Après une série de succès critiques et commerciaux, la carrière de Faye Dunaway connaît un net ralentissement à partir des années 1980. L’un des tournants les plus controversés est sans doute son rôle dans Mommie Dearest (1981), où elle incarne Joan Crawford dans une performance aussi excessive que critiquée. Si certains y voient une performance culte, d’autres la qualifient de caricature.

Ce rôle la poursuit pendant des années, et Faye Dunaway elle-même a exprimé à plusieurs reprises son regret d’avoir accepté ce projet, qui a selon elle brouillé la perception que le public avait de son travail. À partir de là, elle continue de tourner, mais avec moins de régularité, et dans des projets plus modestes ou plus expérimentaux.

Elle revient à plusieurs reprises à la télévision, dans des téléfilms ou des rôles secondaires, tout en entretenant une image d’actrice intense, exigeante, parfois difficile à diriger — réputation qu’elle n’a jamais vraiment cherché à démentir.

Une figure incontournable de l’histoire du cinéma

Malgré les aléas de sa carrière, Faye Dunaway reste une actrice essentielle pour comprendre l’évolution du cinéma américain des années 1960 à 1980. Elle a incarné des personnages féminins d’une rare complexité, dans des récits souvent sombres, voire violents, mais toujours profondément humains. Son style, entre froideur apparente et fragilité contenue, a inspiré toute une génération d’actrices.

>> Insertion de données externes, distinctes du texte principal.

PR #3013, opened 2019-05-10
Make Some Core Parcel API Private

wbinnssmith:
* Moves all the current properties on the core `Parcel` object to private properties. None are currently used externally, and most (if not all) look that they shouldn't be.
* Removes the `.bundle()` method, which wasn't used publicly, simply called the bundler runner, and returned an internal-only `BundleGraph`. We now call out to the bundler runner directly inside Parcel.
* Removes `.package()` method, instead using it as an unexposed  function.

Currently `@parcel/register` isn't tested or flow-typed, so the test plan passes. However, `@parcel/register` broke a while back, and we should expose more narrow APIs on `Parcel` or elsewhere to get it functioning again.

Test Plan: flow, lint, test

### DIFF
--- a/packages/core/integration-tests/test/server.js
+++ b/packages/core/integration-tests/test/server.js
@@ -2,7 +2,7 @@ const assert = require('assert');
 const path = require('path');
 const fs = require('@parcel/fs');
 const logger = require('@parcel/logger');
-const {bundler} = require('@parcel/test-utils');
+const {bundler, sleep} = require('@parcel/test-utils');
 const http = require('http');
 const https = require('https');
 const getPort = require('get-port');
@@ -107,7 +107,11 @@ describe('server', function() {
 
   it('should serve a 500 if the bundler errored', async function() {
     let port = await getPort();
-    let b = bundler(path.join(__dirname, '/integration/commonjs/index.js'), {
+    let inputDir = path.join(__dirname, '/input/server-500');
+    await fs.ncp(path.join(__dirname, '/integration/commonjs'), inputDir);
+    let entry = path.join(inputDir, 'index.js');
+
+    let b = bundler(entry, {
       serve: {
         https: false,
         port: port,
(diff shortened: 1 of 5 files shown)


packages/core/integration-tests/test/server.js
```diff
@@ -118,17 +119,22 @@ describe('server', function() {
...
-    b.reporterRunner.report({
-      type: 'buildFailure',
-      error: new Error('This is a server test error')
-    });
+    let priorContent = await fs.readFile(entry);
+    await fs.writeFile(entry, 'syntax\\error');
+
+    // TODO: Programatically wait for an error to occur, or time out. Right now,
+    //       Parcel does not expose this without creating a reporter that must
+    //       be loaded from disk.
```
wbinnssmith: One solution to this would be to accept reporter objects as part of `new Parcel()`, or to implement emitter(s) that report information like in Parcel 1.

packages/core/integration-tests/test/server.js
```diff
@@ -118,17 +119,22 @@ describe('server', function() {
 
     await b.run();
 
-    b.reporterRunner.report({
```
wbinnssmith: Since this is no longer directly exposed, we have to test this in a more end-to-end way without using internals, which is probably for the better.

packages/core/integration-tests/test/server.js
```diff
@@ -107,7 +107,11 @@ describe('server', function() {
 
   it('should serve a 500 if the bundler errored', async function() {
     let port = await getPort();
-    let b = bundler(path.join(__dirname, '/integration/commonjs/index.js'), {
+    let inputDir = path.join(__dirname, '/input/server-500');
+    await fs.ncp(path.join(__dirname, '/integration/commonjs'), inputDir);
```
padmaia: Looks like a promisified ncp already exists in test utils? Do you think we'll need it outside of tests? Should probably remove from test utils if so, but not a blocker or anything.

PR #3015, opened 2019-05-10
Exit with a code of 1 for failures outside watch

wbinnssmith:
In the CLI, currently all exceptions are logged but are caught and allow the process to exit gracefully, even outside watch mode.

Instead:
* Catch all errors in watch mode **within Parcel**. With reporter infrastructure, it should be clear what caused an error, without disrupting 
	* Should certain classes of error allow Parcel to be terminated in watch mode? We should let things like e.g. transformer parse errors to keep the watcher going, but should more critical errors take down the watcher?
* In non-watch modes (not watch or server -- basically just the `build` command right now), throw exceptions from within `Parcel#run` (reject the promise it returns) and expect callers to handle them. This will ultimately be tools wrapping Parcel, but right now amounts to just the CLI.
* If the CLI catches an exception from Parcel, assume it was reported via a reporter and exit the process with code 1 immediately without logging or rethrowing.
	* Before this patch, errors were shown twice: once in a reporter, and once in the cli `console.error`.
* Catch all unhandled promise rejections in the CLI. We shouldn't do this within core as Parcel can be required as a library and we don't want to change the environment.
* Resolve a default `logLevel` of `info` at the start of Parcel.
* Don't show error stack traces unless `logLevel` is verbose.

Test Plan:
* Throw an error in the BundlerRunner (main process), and Transformer Runner (worker) and verify both cause Parcel to exit outside watch mode. 
	* Verify they let Parcel continue to run within watch mode, but that their messages are logged.
* Introduce a syntax error in the simple example and 
	* Verify that the long babel backtrace is not shown unless `logLevel` is verbose
	* Verify that the babel code frames continue to be shown. 
	* Verify that running with `logLevel` of verbose shows the babel stacktraces 
* flow, lint, test

### DIFF
--- a/packages/core/core/src/Parcel.js
+++ b/packages/core/core/src/Parcel.js
@@ -94,16 +94,32 @@ export default class Parcel {
     this._initialized = true;
   }
 
-  async run(): Promise<BundleGraph> {
+  // `run()` returns `Promise<?BundleGraph>` because in watch mode it does not
+  // return a bundle graph, but outside of watch mode it always will.
+  async run(): Promise<?BundleGraph> {
     if (!this._initialized) {
       await this.init();
     }
 
-    this.assetGraphBuilder.on('invalidate', () => {
-      this.build();
-    });
+    let resolvedOptions = nullthrows(this.resolvedOptions);
+    try {
+      this.assetGraphBuilder.on('invalidate', () => {
+        this.build().catch(e => {
+          if (!resolvedOptions.watch) {
+            throw e;
+          }
+        });
+      });
 
-    return this.build();
+      let graph = await this.build();
+      if (!resolvedOptions.watch) {
+        return graph;
+      }
+    } catch (e) {
+      if (!resolvedOptions.watch) {
+        throw e;
+      }
+    }
   }
 
   async build(): Promise<BundleGraph> {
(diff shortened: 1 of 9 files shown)


packages/reporters/cli/src/SimpleCLIReporter.js
```diff
@@ -88,11 +88,11 @@ function writeOut(message: string): void {
   stdout.write(message + '\n');
 }
 
-function writeErr(message: string | Error): void {
+function writeErr(message: string | Error, level: LogLevel): void {
   let error = prettyError(message, {color: false});
   // prefix with parcel: to clarify the source of errors
   writeErrLine('parcel: ' + error.message);
-  if (error.stack != null) {
+  if (error.stack != null && logLevels[level] >= logLevels.verbose) {
```
wbinnssmith: Maybe we should always log stacktraces in the SimpleCLIReporter since it's more utilitarian, and suppress them in non-verbose modes only in the main, user-friendly cli?

packages/core/core/src/Parcel.js
```diff
@@ -94,19 +94,34 @@ export default class Parcel {
     this._initialized = true;
   }
 
-  async run(): Promise<BundleGraph> {
+  // `run()` returns `Promise<?BundleGraph>` because in watch mode it does not
```
wbinnssmith: From a public api standpoint, what if watching were something you told Parcel to do, rather than a configuration option? conflating them both in `run` here is getting awkward.

It would be neat if `Parcel.watch()` could return something like an observable of `BundleGraph`s (or a similar summary structure containing it), since reporters have to be packages/modules on disk.

Issue #3007, opened 2019-05-09
Parcel 2: Source Maps


devongovett:
This issue is to track the general source map infrastructure in Parcel. Source map support for plugins should use that infrastructure to implement support for source maps.

Transformer plugins should be able to return source maps in addition to code. Those individual source maps will need to be combined together by a packager. In Parcel 1, this is a collaboration between the individual packager (e.g. JS Packager) and a general SourceMapPackager. The JSPackager provides offsets of the assets it writes, and the SourceMapPackager uses them to combine the source maps together.

For Parcel 2, I think we should do away with the SourceMapPackager, and instead provide a utility package for plugins to do their own source map building. I don't think offsets are enough information in many cases (e.g. tree shaking or other optimization), so it should be up to the packager/optimizer to do their own source map building. That said, a `@parcel/source-map` package could help with that.

In addition, ASTs from transformers should be stored in the cache so that packagers can optionally read them and combine them together at the AST level rather than the string code level. For advanced optimizations like tree shaking, this is necessary to retain high quality source mapping information without re-parsing both the code and source map.

The Packager API should change to return `{code, map}` instead of just code. Possibly packagers could return an AST as well, to send to optimizers? That will require more thought.

PR #3028, opened 2019-05-14
V2 Source Maps

DeMoorJasper:
# ↪️ Pull Request

This PR implements @parcel/source-map

This is based on Parcel 1 sourcemaps with a bunch of bugfixes, improvements, flow types and unit tests.

Related: #3007

- [x] update source-map package as we're dropping Node 6 support 🎉
- [x] Extract SourceMap into @parcel/source-map
- [x] Write unit tests for @parcel/source-map
- [x] Fix all known bugs for @parcel/source-map
- [x] Start using this package inside transformers
- [x] Figure out how packagers will create sourcemaps
- [x] read file content on stringify


packages/core/source-map/src/SourceMap.js
```diff
@@ -0,0 +1,441 @@
...
+    } else {
+      this.sources = new Map();
+    }
+
+    this.lineCount = 0;
+  }
+
+  // This should never be necessary as long as sourcemaps are valid
+  // It's still here in case some asset needs it but should be deprecated over time...
+  filterMappings(mappings: Array<MappingType>): Array<MappingType> {
```
DeMoorJasper: Not sure if we should remove this, it's probably no longer necessary, we used to use it in the constructor.
But in theory all mappings should be valid now that we support null mappings properly.

packages/core/source-map/src/SourceMap.js
```diff
@@ -0,0 +1,441 @@
...
+      let isValidGenerated =
+        typeof mapping.generated.line === 'number' &&
+        mapping.generated.line > 0 &&
+        typeof mapping.generated.column === 'number';
+
+      return isValidOriginal && isValidGenerated;
+    });
+  }
+
+  _validateMappings(mappings: Array<MappingType>) {
```
DeMoorJasper: This should be removed eventually this is just for testing some stuff and seeing if there are invalid mappings somewhere.

packages/core/source-map/src/SourceMap.js
```diff
@@ -0,0 +1,441 @@
...
+          line: line,
+          column: 0
+        }
+      });
+    }
+
+    return this;
+  }
+
+  async extendSourceMap(extension: SourceMap | RawMapInputType) {
```
DeMoorJasper: I've changed this from `async extendSourceMap(original, extension) {` into `async extendSourceMap(extension) {` as we already use it kind of this way in Parcel 1.
In Parcel 2 we will probably pass through and cache instances of the parcel sourcemap so this seemed like it might be faster as well.

packages/core/source-map/src/SourceMap.js
```diff
@@ -328,26 +328,35 @@ export default class SourceMap {
...
+      ) {
+        if (line < this.mappings[middleIndex][key].line) {
+          stopIndex = middleIndex - 1;
+        } else if (line > this.mappings[middleIndex][key].line) {
+          startIndex = middleIndex + 1;
+        }
+        middleIndex = Math.floor((stopIndex + startIndex) / 2);
+      }
+    } else {
+      middleIndex = this.mappings.findIndex(
```
DeMoorJasper: Unfortunately I'm not sure how to binary search efficiently with null values, so I added a search if we're searching for original positions.
Luckily this actually never happens inside Parcel. (we really never used this inside Parcel 1)
Perhaps we could even remove `generatedPositionFor(...)`?

packages/core/source-map/src/SourceMap.js
```diff
@@ -0,0 +1,424 @@
...
+    let mapping = this.mappings[index];
+    return {
+      source: mapping.source,
+      name: mapping.name,
+      line: mapping.original ? mapping.original.line : null,
+      column: mapping.original ? mapping.original.column : null
+    };
+  }
+
+  generatedPositionFor(originalPosition: PositionType) {
```
DeMoorJasper: Perhaps we should get rid of this, as we'll never use it inside Parcel afaik.

packages/core/source-map/src/SourceMap.js
```diff
@@ -0,0 +1,385 @@
+// @flow
+import {SourceMapConsumer, SourceMapGenerator} from 'source-map';
+import lineCounter from '../../utils/src/lineCounter';
```
wbinnssmith: nit: can we rename this to `countLines` or a verb of some kind? lineCounter sounds like an object or a class.

also this should be exported at the top level of `@parcel/utils` and imported like `import {countLines} from '@parcel/utils`.

we should probably have a lint rule for requiring outside of packages with `../` since that will break on publish

packages/core/source-map/src/SourceMap.js
```diff
@@ -0,0 +1,385 @@
...
+
+type PositionType = {
```
wbinnssmith: Can these be exact types? i.e. `{| ... |}`

packages/core/source-map/src/SourceMap.js
```diff
@@ -0,0 +1,385 @@
...
+  line: number,
+  column: number
+};
+
+type MappingType = {
+  generated: PositionType,
+  original: PositionType | null,
```
wbinnssmith: `?Position` is fine

packages/core/source-map/src/SourceMap.js
wbinnssmith: maybe just `type Position` rather than `PositionType`?

packages/core/source-map/src/SourceMap.js
```diff
@@ -0,0 +1,385 @@
...
+  name: string
+};
+
+export default class SourceMap {
+  mappings: Array<MappingType>;
+  sources: Map<string, string | null>;
+
+  constructor(
+    mappings?: Array<MappingType> = [],
+    sources?: Map<string, string> | {[key: string]: string}
```
wbinnssmith: we do really need to accept either or can we settle on one?

packages/core/source-map/src/SourceMap.js
wbinnssmith: Since this doesn't rely on `this`, maybe it can be extracted into its own module and imported here instead?

packages/core/source-map/src/SourceMap.js
```diff
@@ -0,0 +1,385 @@
...
+        throw new Error('generated mapping is undefined');
+      }
+
+      if (!mapping.source) {
+        throw new Error('source should be defined');
+      }
+
+      let isValidOriginal =
+        mapping.original === null ||
+        (typeof mapping.original.line === 'number' &&
```
wbinnssmith: Since the typing guarantees that if `original` is present, doesn't that mean that `mapping.original.line` must be a number?

packages/core/source-map/src/SourceMap.js
```diff
@@ -0,0 +1,385 @@
...
+          mapping.original.line > 0 &&
+          typeof mapping.original.column === 'number' &&
+          mapping.source);
+
+      if (!isValidOriginal) {
+        throw new Error('Invalid original mapping');
+      }
+
+      let isValidGenerated =
+        typeof mapping.generated.line === 'number' &&
```
wbinnssmith: same as above: this can be

`mapping.generated != null && mapping.generated.line > 0`, yeah?

packages/core/source-map/src/SourceMap.js
```diff
@@ -0,0 +1,385 @@
...
+    return new SourceMapConsumer(sourcemap);
+  }
+
+  async _addSourceMap(
+    map: SourceMap,
+    lineOffset: number = 0,
+    columnOffset: number = 0
+  ) {
+    if (lineOffset === 0 && columnOffset === 0) {
+      Array.prototype.push.apply(this.mappings, map.mappings);
```
wbinnssmith: `this.mappings.push(...map.mappings)`? 😃

packages/core/source-map/src/SourceMap.js
```diff
@@ -0,0 +1,385 @@
...
+  }
+
+  addConsumerMapping(
+    mapping: ConsumerMappingItemType,
+    lineOffset: number = 0,
+    columnOffset: number = 0
+  ) {
+    let original = null;
+    if (
+      typeof mapping.originalLine === 'number' &&
```
wbinnssmith: same as above

packages/core/source-map/src/SourceMap.js
```diff
@@ -0,0 +1,385 @@
...
+
+    if (column < 0) {
+      throw new Error('Column numbers must be >= 0');
+    }
+
+    if (this.mappings.length < 1) {
+      return null;
+    }
+
+    var startIndex = 0;
```
wbinnssmith: `let`? 😄 (I know this is from Parcel 1, but we could update here while we're at it)

packages/core/source-map/src/SourceMap.js
```diff
@@ -0,0 +1,385 @@
...
+    return {
+      source: mapping.source,
+      name: mapping.name,
+      line: mapping.original ? mapping.original.line : null,
+      column: mapping.original ? mapping.original.column : null
+    };
+  }
+
+  sourceContentFor(fileName: string): string | null {
+    return this.sources.get(fileName) || null;
```
wbinnssmith: `return this.sources.get(fileName) ?? null;`, in the case the source is `''`?

wbinnssmith:
Looking awesome 😃

packages/core/source-map/src/SourceMap.js
wbinnssmith: oh, I see this is all validation stuff and probably should err on the side of being safe.

packages/core/source-map/src/SourceMap.js
wbinnssmith: update:

> we should probably have a lint rule for requiring outside of packages with ../ since that will break on publish

did this in #3038 😃

packages/core/source-map/src/SourceMap.js
DeMoorJasper: sure, would make sense

packages/core/source-map/src/SourceMap.js
DeMoorJasper: Not sure if that matters, there were performance issues with let in v1 version

packages/core/source-map/src/SourceMap.js
DeMoorJasper: Sure

packages/core/source-map/src/SourceMap.js
DeMoorJasper: Would like to benchmark these changes once I've got my hands on a bunch of sourcemaps I can run through this

packages/core/source-map/src/SourceMap.js
DeMoorJasper: Can't update it as it throws eslint errors. That's why I solved it like this...`eslint(no-restricted-imports)`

Sa présence au casting d’un film donnait à celui-ci une gravité particulière. Elle n’était pas là pour jouer les seconds rôles décoratifs, ni pour séduire gentiment. Elle portait des histoires denses, inconfortables, dérangeantes. Et même dans ses films moins réussis, elle restait une actrice d’une intensité indéniable.

Une aura intacte, entre culte et mystère

Aujourd’hui, Faye Dunaway continue de fasciner. Elle est l’objet de rétrospectives, de redécouvertes, de critiques parfois plus bienveillantes que lors de la sortie initiale de ses films. Elle représente un certain cinéma disparu, où les femmes n’étaient ni des objets ni des accessoires, mais des centres de gravité émotionnelle.

Et si Faye Dunaway semble s’être progressivement retirée du devant de la scène, c’est peut-être aussi par fidélité à ce qu’elle a toujours été : une actrice de l’ombre, de l’ambiguïté, du feu sous la glace. Une étoile un peu distante, mais qui continue de briller intensément dans la mémoire du cinéma.